--- PROBLEM ---
The answer consists solely of the listing's lines from the first through the line containing "Setting the EMDASH_DISABLE_PTY=1", each reproduced exactly.
▼
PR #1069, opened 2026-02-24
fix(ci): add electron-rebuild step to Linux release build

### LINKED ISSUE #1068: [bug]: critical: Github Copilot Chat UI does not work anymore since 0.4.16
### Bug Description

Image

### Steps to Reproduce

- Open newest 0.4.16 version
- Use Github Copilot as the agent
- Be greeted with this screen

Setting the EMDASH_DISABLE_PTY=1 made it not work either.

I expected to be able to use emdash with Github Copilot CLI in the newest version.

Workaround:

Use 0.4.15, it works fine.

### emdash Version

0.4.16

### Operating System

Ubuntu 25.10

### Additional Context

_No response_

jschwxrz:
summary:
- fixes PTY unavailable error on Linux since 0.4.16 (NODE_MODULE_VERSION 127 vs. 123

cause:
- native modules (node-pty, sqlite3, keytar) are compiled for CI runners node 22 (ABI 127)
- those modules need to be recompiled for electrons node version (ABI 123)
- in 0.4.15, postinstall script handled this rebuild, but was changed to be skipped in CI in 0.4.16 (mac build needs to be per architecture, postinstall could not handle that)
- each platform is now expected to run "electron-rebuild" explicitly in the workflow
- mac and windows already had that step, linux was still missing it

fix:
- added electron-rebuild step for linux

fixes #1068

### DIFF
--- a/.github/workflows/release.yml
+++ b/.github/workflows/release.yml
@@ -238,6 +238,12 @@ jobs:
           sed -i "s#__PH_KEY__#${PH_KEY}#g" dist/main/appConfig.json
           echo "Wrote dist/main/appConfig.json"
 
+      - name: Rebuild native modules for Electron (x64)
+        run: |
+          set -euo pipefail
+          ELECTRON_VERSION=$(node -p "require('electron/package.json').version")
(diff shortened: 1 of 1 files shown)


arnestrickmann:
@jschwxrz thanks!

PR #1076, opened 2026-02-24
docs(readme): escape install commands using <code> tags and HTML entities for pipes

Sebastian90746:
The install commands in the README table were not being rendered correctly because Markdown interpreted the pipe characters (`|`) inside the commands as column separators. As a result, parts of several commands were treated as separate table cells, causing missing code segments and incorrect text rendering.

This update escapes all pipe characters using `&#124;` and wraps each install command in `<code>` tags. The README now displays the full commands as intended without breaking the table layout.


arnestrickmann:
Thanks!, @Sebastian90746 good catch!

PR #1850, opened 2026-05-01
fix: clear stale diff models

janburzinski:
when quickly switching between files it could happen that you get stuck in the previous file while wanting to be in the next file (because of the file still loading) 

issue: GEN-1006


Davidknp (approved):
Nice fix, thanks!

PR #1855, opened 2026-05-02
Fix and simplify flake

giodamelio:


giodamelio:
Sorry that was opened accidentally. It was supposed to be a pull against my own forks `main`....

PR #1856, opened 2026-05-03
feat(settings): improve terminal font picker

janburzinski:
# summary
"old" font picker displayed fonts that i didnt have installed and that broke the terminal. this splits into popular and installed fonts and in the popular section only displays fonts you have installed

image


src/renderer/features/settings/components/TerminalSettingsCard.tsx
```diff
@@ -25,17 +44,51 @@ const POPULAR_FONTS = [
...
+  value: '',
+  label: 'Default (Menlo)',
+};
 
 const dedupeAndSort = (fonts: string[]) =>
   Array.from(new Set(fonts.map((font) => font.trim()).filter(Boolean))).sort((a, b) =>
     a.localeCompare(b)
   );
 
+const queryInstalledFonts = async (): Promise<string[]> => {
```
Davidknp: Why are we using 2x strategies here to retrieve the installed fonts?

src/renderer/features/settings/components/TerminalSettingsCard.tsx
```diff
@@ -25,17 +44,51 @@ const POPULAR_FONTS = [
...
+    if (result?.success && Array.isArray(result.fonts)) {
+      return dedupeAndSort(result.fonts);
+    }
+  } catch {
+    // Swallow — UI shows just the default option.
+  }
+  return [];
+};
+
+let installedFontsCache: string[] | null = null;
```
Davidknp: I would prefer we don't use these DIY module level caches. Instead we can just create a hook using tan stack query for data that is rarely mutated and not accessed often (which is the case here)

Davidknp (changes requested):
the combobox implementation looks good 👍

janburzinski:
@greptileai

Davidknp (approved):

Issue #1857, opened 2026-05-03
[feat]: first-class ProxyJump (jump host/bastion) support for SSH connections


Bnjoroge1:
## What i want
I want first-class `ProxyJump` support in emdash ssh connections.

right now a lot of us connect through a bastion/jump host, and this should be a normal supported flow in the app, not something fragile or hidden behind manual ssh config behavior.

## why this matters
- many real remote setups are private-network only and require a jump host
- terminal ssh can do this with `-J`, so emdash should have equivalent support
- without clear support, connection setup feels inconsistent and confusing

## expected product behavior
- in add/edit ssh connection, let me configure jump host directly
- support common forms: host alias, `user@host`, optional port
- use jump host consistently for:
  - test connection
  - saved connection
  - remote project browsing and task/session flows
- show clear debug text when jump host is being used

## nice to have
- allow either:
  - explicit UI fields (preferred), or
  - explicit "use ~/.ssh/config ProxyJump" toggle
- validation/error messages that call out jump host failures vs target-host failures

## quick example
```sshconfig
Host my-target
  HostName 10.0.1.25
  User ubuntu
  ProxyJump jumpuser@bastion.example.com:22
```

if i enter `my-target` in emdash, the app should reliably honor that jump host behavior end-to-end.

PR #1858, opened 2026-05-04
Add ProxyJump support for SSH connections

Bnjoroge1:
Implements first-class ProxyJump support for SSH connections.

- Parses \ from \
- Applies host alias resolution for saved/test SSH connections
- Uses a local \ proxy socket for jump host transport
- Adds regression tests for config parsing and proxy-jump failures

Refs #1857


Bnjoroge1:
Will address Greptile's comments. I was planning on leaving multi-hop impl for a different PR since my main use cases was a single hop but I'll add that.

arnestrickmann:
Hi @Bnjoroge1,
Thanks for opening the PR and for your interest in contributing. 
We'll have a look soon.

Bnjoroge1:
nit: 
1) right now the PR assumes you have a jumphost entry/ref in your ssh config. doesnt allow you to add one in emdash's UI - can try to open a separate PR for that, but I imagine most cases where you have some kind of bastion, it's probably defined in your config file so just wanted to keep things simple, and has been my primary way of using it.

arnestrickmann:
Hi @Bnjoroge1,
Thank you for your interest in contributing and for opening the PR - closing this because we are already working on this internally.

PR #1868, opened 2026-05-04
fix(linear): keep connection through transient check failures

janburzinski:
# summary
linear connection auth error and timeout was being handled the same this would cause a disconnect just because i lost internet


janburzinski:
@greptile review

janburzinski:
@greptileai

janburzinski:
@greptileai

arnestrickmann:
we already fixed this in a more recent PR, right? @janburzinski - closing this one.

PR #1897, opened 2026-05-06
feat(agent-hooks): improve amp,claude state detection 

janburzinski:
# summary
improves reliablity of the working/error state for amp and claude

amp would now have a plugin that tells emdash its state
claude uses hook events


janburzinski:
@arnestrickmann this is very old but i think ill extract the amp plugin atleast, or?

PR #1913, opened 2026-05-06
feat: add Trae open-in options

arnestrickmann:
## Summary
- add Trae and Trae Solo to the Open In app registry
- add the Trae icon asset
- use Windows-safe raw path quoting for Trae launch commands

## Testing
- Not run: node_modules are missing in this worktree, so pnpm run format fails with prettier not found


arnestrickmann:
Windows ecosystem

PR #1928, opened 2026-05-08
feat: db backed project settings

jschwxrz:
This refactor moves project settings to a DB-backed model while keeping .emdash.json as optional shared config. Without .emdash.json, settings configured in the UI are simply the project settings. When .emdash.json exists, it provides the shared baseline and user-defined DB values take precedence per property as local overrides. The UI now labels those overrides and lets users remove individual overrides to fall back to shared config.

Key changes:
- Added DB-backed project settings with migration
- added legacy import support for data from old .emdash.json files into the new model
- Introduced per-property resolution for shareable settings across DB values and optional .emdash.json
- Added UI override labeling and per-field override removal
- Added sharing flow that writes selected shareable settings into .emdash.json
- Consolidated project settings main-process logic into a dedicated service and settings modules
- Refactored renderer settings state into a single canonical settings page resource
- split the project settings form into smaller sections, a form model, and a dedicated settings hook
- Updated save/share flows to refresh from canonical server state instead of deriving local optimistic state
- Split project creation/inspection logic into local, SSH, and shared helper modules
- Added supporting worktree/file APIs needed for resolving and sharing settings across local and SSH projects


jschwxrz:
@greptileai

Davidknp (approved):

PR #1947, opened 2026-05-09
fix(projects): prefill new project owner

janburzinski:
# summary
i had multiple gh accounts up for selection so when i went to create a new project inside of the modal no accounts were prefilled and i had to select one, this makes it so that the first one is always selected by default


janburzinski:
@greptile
▲
--- RESULT FOR THIS TASK ---
PR #1069, opened 2026-02-24
fix(ci): add electron-rebuild step to Linux release build

### LINKED ISSUE #1068: [bug]: critical: Github Copilot Chat UI does not work anymore since 0.4.16
### Bug Description

Image

### Steps to Reproduce

- Open newest 0.4.16 version
- Use Github Copilot as the agent
- Be greeted with this screen

Setting the EMDASH_DISABLE_PTY=1 made it not work either.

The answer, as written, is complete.